A newspaper brings us the fragment of a speech by Senator Hawley in which he ventures for a moment upon the ticklish ground of defending partisanship, or the necessity of two parties. He had been previously glorifying one party—his own—with, of course, the due condemnation of the opposite party. One would suppose that he could spare the utterly wrong political party, and rejoice in its annihilation, so that the right party could have its perfect way; but he says we must have both, and in enforcing this idea he gives expression to the following curious bit of political philosophy: "It would be a lamentable day indeed for this country, or any other enjoying a free government, when it could be said that there were no parties—that lovely time that some long for, when there should not be enough of moral or intellectual life among the people to get up a single difference of opinion upon political affairs."

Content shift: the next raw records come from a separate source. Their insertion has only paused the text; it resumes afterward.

PR #1155, opened 2025-03-13
Improve contract creation workflow

Felix-Schmid:
* add new dialog to choose from contract rules based on selected pins
* the selected pins will be added and connected to the subapp if not part of it already
* use CellEditor instead of dialog for contract editing


plugins/org.eclipse.fordiac.ide.contracts/src/org/eclipse/fordiac/ide/contracts/model/helpers/ContractElementBuilder.java
```diff
@@ -13,7 +13,10 @@
  *******************************************************************************/
 package org.eclipse.fordiac.ide.contracts.model.helpers;
```
bwiesmayr, line 16: In this class, I'd think you should add yourself to the copyright header

bwiesmayr (changes requested):

plugins/org.eclipse.fordiac.ide.contracts/src/org/eclipse/fordiac/ide/contracts/model/helpers/ContractElementBuilder.java
Felix-Schmid: Ok, I added myself.

bwiesmayr (approved):

PR #1158, opened 2025-03-17
Introducing a new error marker for negated connections.

PStmmr:


azoitl (approved):

plugins/org.eclipse.fordiac.ide.model/src/org/eclipse/fordiac/ide/model/libraryElement/impl/ConnectionAnnotations.java
```diff
@@ -133,7 +134,7 @@ public static boolean validateTypeMismatch(final Connection connection, final Di
 			return true; // ignore incomplete connections
 		}
 		// basic type check
-		if (!LinkConstraints.typeCheck(src, dest)) {
+		if (!LinkConstraints.typeCheck(src, dest) && !isNegated(connection)) {
```
mx990: I would suggest to move this to the condition in line 133 above to entirely ignore type checks for negated connections.

plugins/org.eclipse.fordiac.ide.model/src/org/eclipse/fordiac/ide/model/libraryElement/impl/ConnectionAnnotations.java
```diff
@@ -352,6 +353,21 @@ private ConnectionAnnotations() {
 		throw new UnsupportedOperationException("Helper class must not be instantiated"); //$NON-NLS-1$
 	}
 
+	public static boolean validateNegatedConnection(final Connection connection, final DiagnosticChain diagnostics,
+			final Map<Object, Object> context) {
+		if (connection.isNegated() && (!connection.getSource().getType().equals(IecTypes.ElementaryTypes.BOOL)
+				|| !connection.getDestination().getType().equals(IecTypes.ElementaryTypes.BOOL))) {
```
mx990: Please also check that the source and destination are not VarInOut pins and also add null checks for the source and destination, see also line 131-135 above.

mx990 (changes requested):

plugins/org.eclipse.fordiac.ide.model/src/org/eclipse/fordiac/ide/model/libraryElement/impl/ConnectionAnnotations.java
mx990: Also please use `connection.isNegated()` instead of calling the annotation implementation directly.

plugins/org.eclipse.fordiac.ide.model/src/org/eclipse/fordiac/ide/model/libraryElement/impl/ConnectionAnnotations.java
```diff
@@ -352,6 +353,35 @@ private ConnectionAnnotations() {
...
+		}
+		return true;
+	}
+
+	private static boolean hasInOutVar(final Connection connection) {
+		if ((connection.getSource() instanceof final VarDeclaration vd && vd.isInOutVar())
+				|| (connection.getDestination() instanceof final VarDeclaration vd2 && vd2.isInOutVar())) {
+			return true;
+		}
+		return false;
```
mx990: I would suggest to simplify this:
```suggestion
		return (connection.getSource() instanceof final VarDeclaration vd && vd.isInOutVar())
				|| (connection.getDestination() instanceof final VarDeclaration vd2 && vd2.isInOutVar());
```

plugins/org.eclipse.fordiac.ide.model/src/org/eclipse/fordiac/ide/model/libraryElement/impl/ConnectionAnnotations.java
```diff
@@ -352,6 +353,35 @@ private ConnectionAnnotations() {
...
+	public static boolean validateNegatedConnection(final Connection connection, final DiagnosticChain diagnostics,
+			final Map<Object, Object> context) {
+		if (connection == null || connection.getSource() == null || connection.getDestination() == null) {
+			return false;
+		}
+
+		if (connection.isNegated()
+				&& (!connection.getSource().getType().equals(IecTypes.ElementaryTypes.BOOL)
+						|| !connection.getDestination().getType().equals(IecTypes.ElementaryTypes.BOOL))
+				&& !hasInOutVar(connection)) {
```
mx990: I believe this should be:
```suggestion
				&& (!connection.getSource().getType().equals(IecTypes.ElementaryTypes.BOOL)
						|| !connection.getDestination().getType().equals(IecTypes.ElementaryTypes.BOOL)
						|| hasInOutVar(connection))) {
```

mx990 (changes requested):

plugins/org.eclipse.fordiac.ide.model/src/org/eclipse/fordiac/ide/model/libraryElement/impl/ConnectionAnnotations.java
PStmmr: Shouldn't all three conditions be met for the error marker to appear? And there **shouldn't** be any inout vars since you removed the '!', or have I misunderstood that?

mx990: My original comment may have been misleading. Negated connections are *not supported* for inout vars, so there *should* be an error marker if either source or destination is an inout var.

mx990 (approved):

Senator Hawley seems here to think that the evidence and the measure of "moral or intellectual life" are seen in the power of "getting up differences"; while we have always supposed they were shown rather in the power of reaching agreement. Differences of views and opinions are certainly indicative of want of intelligence on the matters of disagreement; while "moral and intellectual life" is displayed in that activity of inquiry which loads to the attainment and acceptance of truth. and to consequent agreement. We are here, however, speaking from the scientific point of view, in which agreement in truth is the supreme end; while Senator Hawley is speaking from the political point of view, in which the errors of difference for partisan purposes are the supreme end. Nor would he have the higher step taken which leads to agreement, for that would end partisanship, and, according to his logic, if parties should come to an understanding on political principles, it would be fatal to free government. "Free government," then, depends upon ignorance, and must be destroyed by the progress of knowledge. Senator Hawley is a politician, and with him partisan politics is the end, with its fruits of office and power. Elections and campaigns are his means, and his sole condition of success is to be able to arouse voters to hot political strife. So he wants differences, because men will fight over differences but never over agreements. Differences in politics there certainly are, and must long continue to be: what we object to in Senator Hawley's political philosophy is, he demands that this low partisanship which he so enjoys shall be eternal, and that it would be a "lamentable day" when it comes to an end.